The New York Times Magazine from yesterday ran a long article on “the curious writerly firm of Amis & Amis, founded by Kingsley, who died in 1995, and now run by his son Martin.” It deals with an obvious question in the lives of both writers, but one that hasn’t often been seriously examined because Martin is equally often hostile and dismissive of those who ask one-off questions about how Kingsley affected his writing. Take this response from January titled Martin Amis: You Ask The Questions; The novelist writes in answer to ‘Independent’ readers about misogyny, Islamism, Iran’s nuclear threat and Kirk Douglas’s naked body:

How do you think you might have ended up spending your working life if your father hadn’t been a famous writer? JOHN GORDON, Eastleigh

Well, John, that would depend on what my father had chosen to do instead. If he had been a postman, then I would have been a postman. If he had been a travel agent, then I would have been a travel agent. Do you get the idea?

That echoes dialog between John Self and a character named Martin Amis in Martin’s novel, Money:

‘Hey,’ I said, ‘Your dad’s a writer too, isn’t he? Bet that made it easier.’
‘Oh sure. It’s just like taking over the family pub[,]’ [Martin said.]

Money also tempts an autobiographical reading into aspects of the protagonist, John Self, as he also has an overbearing, promiscuous father and other similarities to Martin. To be sure, I doubt even people inclined towards biographical readings would argue that the Self’s excesses reflect Martin’s lifestyle, but there are certainly parallel elements.

The father figure issue is a subject Martin must get far too many questions about—perhaps his equivalent of “where do you get your ideas?” or like John Banville being asked about Benjamin Black. As a result, the article from The New York Times provides as good a summary as one’s likely to find about them in particular and literary progeny (in a literal sense) in general.

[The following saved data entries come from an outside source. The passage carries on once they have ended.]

PR #512, opened 2021-12-17
Add pod resources to the traefik initContainer

LaVLaS:
Traefik initContainer was missing defined resources that could cause issues in clusters that implement resource quotas


anishasthana (approved):
These are identical to the limits we've had in RHODS for a while (which have worked fantastically).

/lgtm

PR #513, opened 2021-12-22
Remove unused superset-data PVC

accorvin:
This PVC was previously used when Superset used a local SQLite database.
Since switching to an external postgres database this PVC is no longer
used, so this commit deletes it.

This addresses https://issues.redhat.com/browse/ODH-570


LaVLaS (approved):
/lgtm

PR #515, opened 2022-01-06
Update superset image to 1.3.2

LaVLaS:
Update the Superset component to v1.3.2 using the image built from https://github.com/amancevice/docker-superset

Fixes: https://issues.redhat.com/browse/ODH-541

Test Steps:
1. Login to superset as the user who is in the namespace admin group
2. Navigate to the database page - `Data -> Database`
3. Attempt to add a database `+ Database`
    You can use PostgreSQL superset-db pod for the test
    DB Name: `superset`
    User / Pass: `changeme` / `changeme`

The db should be created successfully


accorvin (approved):
Change looks good to me. Confirmed to be working as described in testing instructions. I also confirmed that upgrade from 1.3.0 to 1.3.2 works without issue.

PR #517, opened 2022-01-14
Fix certification verification issue for superset oauth

accorvin:
In the code that was added for Superset OAuth, we specify the path to
the certificate bundle to be used for verifying requests to the local
openshift cluster's oauth endpoint.

The cert that was used is the openshift cluster certificate. It turns
out that in cases when a globally trusted certificate is used (rather
than a cluster self-signed cert), this openshift cluster certificate
cannot be used to validate the oauth endpoint. Instead, in these cases
we must use the default system certificate bundle in /etc/ssl/certs.
Unfortunately, this certificate bundle does not work on clusters that
generate a self-signed cluster cert.

This change combines the default global cert bundle with the openshift
cluster cert bundle and writes them together into a new file. This
resulting cert bundle file is then used by superset to perform oauth and
works on both types of clusters.


accorvin:
To test this change:

1) Spin up two clusters - one with a self-signed cluster cert (such as with the OSIA tool), one with a globally trusted cert (such as in OSD)
2) Deploy superset onto both of these clusters from the version currently in master (you can do the deploy by simply running `kustomize build superset/base | oc apply -n opendatahub -f -` )
3) Confirm that superset oauth works on the self-signed cert cluster, but not the globally trusted cert cluster
4) Deploy this change
5) Confirm that auth works on both superset instances

accorvin:
I have two clusters currently spun up if anyone wants to use them for testing.

LaVLaS:
This appears to fix issues with users unable to authorized on clusters using registered SSL certs.  Authenticating with openshift/google oauth, htpasswd and kubeadmin were successful.

CI failures appear to be linked to a recent ods [update](https://github.com/red-hat-data-services/ods-ci/pull/125) that forces a check for a downstream version to check for UI versions

nakfour:
Tried this on OCP 4.9, it got stuck on the log in window with an error in the pod
```2022-01-17 19:33:31,465:ERROR:flask_appbuilder.security.views:Error returning OAuth user info: argument of type 'NoneType' is not iterable```

accorvin:
@nakfour can you tell me anything about the cluster you're testing on? How was it provisioned (e.g. RHPDS, OSIA, OSD)? What identity provider are you using?

nakfour:
@accorvin it is RHPDS with lets encrypt

accorvin:
@nakfour I've added a commit which fixes your issue.

anishasthana (commented):
/lgtm

LaVLaS (approved):
/lgtm

I worked when I tested against in-cluster openldap and corporate ldap identityProviders.  

Only issue I experienced was with `kubeadmin` where login was successful but logging out then clicking login would automatically login back without allowing the user to authenticate again.  The workaround was to clear the browser cache

PR #522, opened 2022-01-31
Remove startingCSV

strangiato:
Currently startingCSV's are manually set in the operator subscriptions.  This causes the operators to be installed with an older version of the operator and OLM will then slowly update the operator to the latest version of the operator available within that subscription channel.

When startingCSV is not set, OLM will select the startingCSV automatically and default to the latest version available within that subscription channel.

### DIFF
--- a/grafana/cluster/base/subscription.yaml
+++ b/grafana/cluster/base/subscription.yaml
@@ -9,4 +9,3 @@ spec:
   name: grafana-operator
   source: community-operators
   sourceNamespace: openshift-marketplace
-  startingCSV: grafana-operator.v3.9.0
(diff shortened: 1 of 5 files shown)


strangiato:
It looks like the Seldon operator Subscription sets a `startingCSV` to 1.7.0 which was removed from OperatorHub several days ago.  Instead, the subscription needs 1.12.0 to install successfully or removing the startingCSV would allow OLM to set the initial startingCSV.

LaVLaS:
This looks good. In the initial days of OperatorHub, our original purpose for setting `startingCSV` was to preserve compatibility between components when there was a dependency for specific versions.  Now that OperatorHub has matured and operators are updating much faster than ODH this makes sense.  Going forward, I would assume that this should be the default unless there is strong justification for pinning the starting version

crobby (approved):
/lgtm

PR #523, opened 2022-02-01
Update kfdef used for OCP 4.9

LaVLaS:
This update the kfdef that we provided specifically for OCP 4.9

After updating the kfdef repoRef to use `master`, you can test this on any OCP 4.9 cluster.


nakfour:
I tested this on 4.9 and it worked. /lgtm

PR #543, opened 2022-03-23
add part-of label

strangiato:
This PR adds the `app.kubernetes.io/part-of` in any kustomize file where `component.opendatahub.io/name` is currently utilized.  The `app.kubernetes.io/part-of` label is part of the recommended labels from kubernetes:

https://kubernetes.io/docs/concepts/overview/working-with-objects/common-labels/

OpenShift utilizes the `app.kubernetes.io/part-of` label to group application resources in the Topology UI view:

image

This PR does not add the label to notebook pods spawned by JupyterHub which I believe will require changes to the jupyterhub_config.py file in the JupyterHub image.


LaVLaS:
Thank you.  This willl be really helpful to users who want to see how each component is connected in the OCP Developer console.  

Once this passes CI then we should be good to merge

strangiato:
@VaishnaviHire for the Operators the only object that we have the ability to label through the manifests is the Subscription object which as far as I know the Topology view doesn't utilize for the grouping.

I was testing on 4.8 so this may have changed in 4.9/4.10.

It probably wouldn't hurt to add the labels to the subscriptions in case the Topology view adds this as an enhancement though...

strangiato:
Rebased and added the labels to the subscription objects.

strangiato:
@VaishnaviHire I rebased from master again since the tests were failing and my branch wasn't up to date on the latest changes.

This Amis mania—the links above are just a smattering of recent press coverage—probably comes in part from Martin’s new novel, House of Meetings, and from Zachary Leader’s new biography, The Life of Kingsley Amis. Christopher Hitchens reviewed it favorably in The Atlantic. “Favorably” probably isn’t a strong enough word, as Hitchens says: “In this astonishingly fine and serious book, which by no means skips the elements of scandal and salacity, Zachary Leader has struck a near-ideal balance between the life and the work, and has traced the filiations between the two without any strain or pretension.” The rest of the article discusses little about the book but much about Hitchens’ recollection of Kingsley, as Hitchens knew the father and knows the son, and so complements the larger work.

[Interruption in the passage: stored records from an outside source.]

PR #595, opened 2015-10-07
Fix install guide links

mhoeber:
@lamagnifica


lamagnifica:
make runs without errors. 
:+1:

PR #619, opened 2015-10-15
no edX support for graphical slider

lamagnifica:
@explorerleslie , @mhoeber this fixes https://openedx.atlassian.net/browse/DOC-2291

### DIFF
--- a/en_us/olx/source/components/graphical_slider_tool.rst
+++ b/en_us/olx/source/components/graphical_slider_tool.rst
@@ -4,7 +4,7 @@
 Graphical Slider Tool
 *********************************************
 
-.. module:: xml_format_gst
+.. note:: EdX does not support this tool.
 
 
 Format description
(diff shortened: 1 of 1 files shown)


en_us/olx/source/components/graphical_slider_tool.rst
```diff
@@ -4,6 +4,8 @@
 Graphical Slider Tool
 *********************************************
 
+.. note:: EdX does not support this tool.
+
 .. module:: xml_format_gst
```
mhoeber: line 9 can be removed

mhoeber:
:+1:  thanks.  also, do we want this in table here:  http://edx.readthedocs.org/projects/edx-partner-course-staff/en/latest/exercises_tools/create_exercises_and_tools.html

lamagnifica:
well, @mhoeber that's an interesting question. All of the other tools in that table are also described in that guide. If we add this one to the table, shouldn't we also add it to the guide? I really don't understand how/why it ended up in the OLX guide only, and really it seems like we should be reducing the amount of attention paid to it rather than increasing its potential audience... Let me know if you want me to add it anywhere else, though.

mhoeber:
@lamagnifica  ok, makes sense to leave as is.

PR #635, opened 2015-10-22
Link fix for removed Google Drive Install

mhoeber:
@lamagnifica  quick fix for link to old Google drive install doc.


lamagnifica:
:+1:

Like Hitchens, I loved Lucky Jim when I read it, but I didn’t care for Girl, 20 the first time through. I recently gave it another shot, though, and changed my opinion, making posting the previous link a tad embarrassing to post. Regardless, “The Amis Inheritance” is worth reading, as are the books of Amis & Amis.

An update: The New Yorker also has a piece on The Life of Kingsley Amis available online.

Update # 2: Terry Teachout writes more on Kingsley in Commentary magazine.

Martin Amis

The New York Times loves Martin Amis’ new novel, House of Meetings, which rather heartens me because I agree with Kakutani’s low assessment of his last few novels. But his best stuff—and here I’m thinking of Money, mentioned in my comments about The Player—cements his reputation, and even his worst is at least serious. Next Friday he’ll be in Seattle. In the meantime, enjoy this Q&A. Sample:

The phrase “horrorism”, which you invented to describe 9/11, is unintentionally hilarious. Have you got any more? JONATHAN BROOKS, by email

Yes, I have. Here’s a good one (though I can hardly claim it as my own): the phrase is “fuck off”.


How do you think you might have ended up spending your working life if your father hadn’t been a famous writer? JOHN GORDON, Eastleigh

Well, John, that would depend on what my father had chosen to do instead. If he had been a postman, then I would have been a postman. If he had been a travel agent, then I would have been a travel agent. Do you get the idea?

There are serious answers too, though all of them have at least something comic about them, which, as Robertson Davies does, should be distinguished from funny or silly.